Thriving in local markets
Since its founding, Market Wagon’s growth was slow and steady. While the company has a strategy for nationwide expansion growth, it only operated in Ohio and Indiana when the pandemic hit.
COVID-19 completely changed the company’s growth trajectory.
“We had grown to a multimillion-dollar company, and by March of last year, we were in six locations around Indiana and Ohio,” Carter said, “And then when the pandemic happened, it just shut down farmers markets and grocery store shelves emptied. And we were delivering to homes. It was just a perfect storm.’
The company now operates in Georgia, Alabama, Iowa, Illinois, Kansas, Kentucky, Michigan, Missouri, North Carolina, South Carolina, Pennsylvania, Tennessee, Wisconsin and West Virginia.
Carter said the key to the company’s growth has been putting vendors first. While Market Wagon sells to consumers, the 1,600 vendors are the real clients.
“I’m constantly reminding our team, our customers are the vendors,” Carter said. “If we don’t serve them, if we don’t meet their needs, if we don’t have an amazing solution to the hard problem that they have, then we don’t succeed. We have a mission statement, and it’s ‘to enable food producers to thrive in their local markets.’”

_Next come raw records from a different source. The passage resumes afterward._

PR #9918, opened 2021-10-29
mscgen: fix build

raedrizqie:


mingw-w64-mscgen/PKGBUILD
```diff
@@ -1,56 +1,59 @@
...
             '62216cf5e6d36c9787eeadbf51817481a41933dbcda151f630a162f7e45b780d'
+            '89b4b9af5b2a8c383980c73c11a75007c912379d0e4ead11d93c58270eaf71ab'
             '1f81fcbb6e644003c84168f7f78de751edfc6572c71591eea4e80807c643c096')
 
 prepare() {
   cd $srcdir/${_realname}-${pkgver}
-  patch -p2 -i ${srcdir}/0.20-default-font.patch
   patch -p1 -i ${srcdir}/0.20-escape.patch
   patch -p1 -i ${srcdir}/0.20-language.patch
+  patch -p1 -i ${srcdir}/0.20-mingw-fix.patch
```
lazka, line 31: could you add a comment on what this fixes and how?

raedrizqie: it conflicts with `getenv_s` in stdlib_s.h

this is the easiest way i think :p

lazka: ah, you renamed it.. please add a comment

mati865: Putting it inside ifdef would be equally easy assuming the declaration is the same.

mingw-w64-mscgen/0.20-mingw-fix.patch
```diff
@@ -0,0 +1,66 @@
...
+ #else
+diff -urN mscgen-0.20-orig/src/main.c mscgen-0.20/src/main.c
+--- mscgen-0.20-orig/src/main.c	2011-03-05 18:51:50 +0800
++++ mscgen-0.20/src/main.c	2021-10-30 00:35:15 +0800
+@@ -1702,7 +1702,7 @@
+     }
+ 
+     /* Parse input, either from a file, or stdin */
+-    if(gInputFilePresent && !strcmp(gInputFile, "-") == 0)
++    if(gInputFilePresent && strcmp(gInputFile, "-") != 0)
```
lazka, line 39: why this change? that shouldn't make a difference

mingw-w64-mscgen/PKGBUILD
raedrizqie: they are not the same

mingw-w64-mscgen/0.20-mingw-fix.patch
raedrizqie: yup.. but clang is very fussy about it.. and the warning is treated as error IIRC

lazka: it's just a warning here: ` warning: logical not is only applied to the left hand side of this comparison [-Wlogical-not-parentheses]`

raedrizqie: ah ok.. will update it soonish..

mingw-w64-mscgen/PKGBUILD
lazka: for completeness, here is the error message: `error: conflicting types for 'getenv_s'`

PR #9931, opened 2021-10-30
graphicsmagick: Use library as relocation reference.

mmuetzel:
When linking a binary to graphicsmagick, it fails to execute correctly unless it is installed in the mingw bin directory.

Steps to reproduce:
[magick.zip](https://github.com/msys2/MINGW-packages/files/7447452/magick.zip)
Compile the example with:
```
g++ -I/mingw64/include/GraphicsMagick -L/mingw64/lib -omagick.exe magick.cc -lGraphicsMagick++ -lGraphicsMagick
```

Expected result:
Executing the program should succeed in any directory.

Actual result:
If the executable is located in any directory other than `/mingw64/bin` it fails with the following error:
```
$ ./magick.exe
terminate called after throwing an instance of 'Magick::ErrorOption'
  what():  Magick: Coder not found (GIF) reported by ../GraphicsMagick-1.3.36/Magick++/lib/Exception.cpp:435 (throwExceptionExplicit)
Magick: abort due to signal 22 (SIGABRT) "Abort"...
```

That is probably caused by the fact that the relocation of the module and filter directories is done relative to the executable.
It would probably be reasonable to do the relocation relative to the graphicsmagick library.

The proposed changes assume that library, modules, and filters reside in paths that are relatively fixed to each other. That allows executables in arbitrary locations to link to the library.

The change causes a divergence between the `pathtools.c` used by graphicsmagick and the one in `mingw-w64-pathtools`.
Is this a showstopper?


lazka:
hm, the goal was to keep those files in sync...

mmuetzel:
That's what I suspected.

Would it be ok to add a new function `single_path_relocation_lib` (or another name you suggest) that would be very similar to `single_path_relocation` but would use the `dll_path` instead of the `exe_path` for relocation?
That function could be added to the upstream `pathtools.c` so they can stay in sync.

lazka:
Sounds good

mmuetzel:
For "symmetry" reasons, I figured there should be `get_relocated_path_list_lib`, `single_path_relocation_lib`, and `pathlist_relocation_lib`. Is that ok?

Hope I didn't miss one of the copies of the pathtools.

Is it ok to not bump `pkgrel` for these packages? After all, nothing should have changed for them. (Apart from graphicsmagick.)

mmuetzel:
I thought I could sneak these changes into the other packages without triggering an immediate rebuild. But it looks like this is not how it works.
Tried again bumping `pkgrel` of all affected packages this time.

mmuetzel:
The checks of the latest attempt didn't pass. Tbh, I don't know how to interpret its output.
Any insight much appreciated.

mmuetzel:
The last check failed with:
```
  /mingw64/bin/import.exe exists in both 'mingw-w64-x86_64-imagemagick' and 'mingw-w64-x86_64-libosmscout'
```

I don't know how this could be caused by the changes in this PR. I'd guess that conflict already existed before.
Should/can these two packages be marked as conflicting with each other?

mmuetzel:
Is there anything I could do to help get this merged?

My main motivation for this change is to be able to run Octave from its build tree without the need to install it again and again when testing changes. But I'd guess any software that links to graphicsmagick that isn't installed in the bin directory would be affected.

mmuetzel:
Would this PR have a higher chance of getting merged if I limited its scope to graphicsmagick and pathtools and ignored the other pathtools dependers for now?

lazka:
No, it's fine. I just have to find some time/motivation to look into it

mmuetzel:
I don't understand the check error:
```
Pip Output: mingw-w64-x86_64-p11-kit-0.24.0-2-any.pkg.tar.zst
  File "D:\a\MINGW-packages\MINGW-packages\.ci\ci-check.py", line 248, in <module>
    main()
  File "D:\a\MINGW-packages\MINGW-packages\.ci\ci-check.py", line 199, in main
    run_pip_check(pkgname)
  File "D:\a\MINGW-packages\MINGW-packages\.ci\ci-check.py", line 156, in run_pip_check
    p = subprocess.run(
  File "C:/msys64/mingw64/lib/python3.9/subprocess.py", line 505, in run
  File "C:/msys64/mingw64/lib/python3.9/subprocess.py", line 951, in __init__
  File "C:/msys64/mingw64/lib/python3.9/subprocess.py", line 1420, in _execute_child
FileNotFoundError: [WinError 2] The system cannot find the file specified
```

What does it mean?

mmuetzel:
Thanks for clarifying.
I don't understand how the changes for this PR would cause any less .dll or .pyd files to be installed though...

lazka:
It's likely just exposing an already broken package (or missing dependency)

mmuetzel:
Re-building ffmpeg on CLANG32 failed with:
```
 In file included from C:/_/mingw-w64-ffmpeg/src/ffmpeg-4.4.1/libavcodec/amfenc.c:35:
  In file included from C:/_/mingw-w64-ffmpeg/src/ffmpeg-4.4.1/libavcodec/amfenc.h:22:
  In file included from D:/M/msys64/clang32/include/AMF/core/Factory.h:37:
  D:/M/msys64/clang32/include/AMF/core/Platform.h:76:20: error: typedef redefinition with different types ('int' vs 'LONG' (aka 'long'))
  typedef signed int HRESULT;
                     ^
  D:/M/msys64/clang32/i686-w64-mingw32/include/winnt.h:419:16: note: previous definition is here
  CC	libavcodec/amfenc_h264.o
    typedef LONG HRESULT;
                 ^
  1 error generated.
  make: *** [/C/_/mingw-w64-ffmpeg/src/ffmpeg-4.4.1/ffbuild/common.mak:67: libavcodec/amfenc.o] Error 1
```

Doesn't look related to this change though.

mmuetzel:
I understand that this isn't very high priority and time for review is limited. But to give some background why I'd like to have this merged:
In the CI for Octave on Windows (MSYS2), we currently need to install Octave before we can start running the test suite.
On the one hand that adds about 3-5 minutes to the total time for the CI run. On the other hand, that limits to the tests that can be run when Octave is already installed. Some tests require that the test suite is run in the build tree (which currently doesn't work due to the relocation issue with graphicsmagick).

mmuetzel:
Some packages - like `firebird2-git` - never built with the toolchain in the `CLANG64` environment. This is a fatal error in the CI now.
Should `'clang64'` be removed from `mingw_arch` for those packages so that the checks can run for packages that would be compiled later?

raedrizqie:
> Some packages - like `firebird2-git` - never built with the toolchain in the `CLANG64` environment. This is a fatal error in the CI now. Should `'clang64'` be removed from `mingw_arch` for those packages so that the checks can run for packages that would be compiled later?

i got firebird4 to compile on clang, but it always fail on *.msg / *.fdb generation..

mmuetzel:
I think I got an idea why the checks are failing for this PR:
The last check that succeeds is for `mingw-w64-x86_64-openssl`. After that check, a list of packages are uninstalled. That list includes `'mingw-w64-x86_64-python'`. Since the  `pacman` command for uninstalling includes `-cns`, all packages that depend on the removed ones are also uninstalled: https://github.com/msys2/MINGW-packages/blob/master/.ci/ci-check.py#L110
That includes `mingw-w64-x86_64-python-pip`.

In the next check, the script fails when it tries to invoke `pip check`.

Should `mingw-w64-x86_64-python-pip` be included in the install step for each checked package?

mmuetzel:
> i got firebird4 to compile on clang, but it always fail on *.msg / *.fdb generation..

@raedrizqie: Not sure if this is relevant to that crash: It looks like you dropped patch `0024-Relocate-paths...`. That's probably still needed.
Anyway, that is getting quite off-topic for this PR. Should that topic be moved to a WIP PR?

raedrizqie:
> > i got firebird4 to compile on clang, but it always fail on *.msg / *.fdb generation..
> 
> @raedrizqie: Not sure if this is relevant to that crash: It looks like you dropped patch `0024-Relocate-paths...`. That's probably still needed. Anyway, that is getting quite off-topic for this PR. Should that topic be moved to a WIP PR?

yeah.. i was just trying to compile without that patch and see if it works.. maybe your updated patch should be used.. anyway, sorry for this off-topic chat :)

lazka:
sorry for the delay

The company has seven full-time employees and is continuing to expand. When moving into a new market, the company builds relationships with local vendors. It is a grassroots effort. The company searches Facebook Marketplace, Craigslist and other sales platforms to find vendors. The team talks with the vendors and lets them know the benefits of using Market Wagon.
In the end, the goal is to reconnect people with the food supply and have a personal connection to the farmer. People know where their food comes from and can help support small farms.
“I think it’s about the connection,” Carter said. “So what we focus on is making sure that there is a connection between the food consumer and the food producer. It’s not like you’re going to become best friends with the farmer who raised your eggs. They’re not coming to your kid’s baptisms. They’re not part of the family, but we create a conversation. There are constant chats going on between farmers and consumers. People follow their favorite farmers. They start to get posts and updates of what’s going on at the farm. And it’s the social experience. We trying to create a community, an online community.”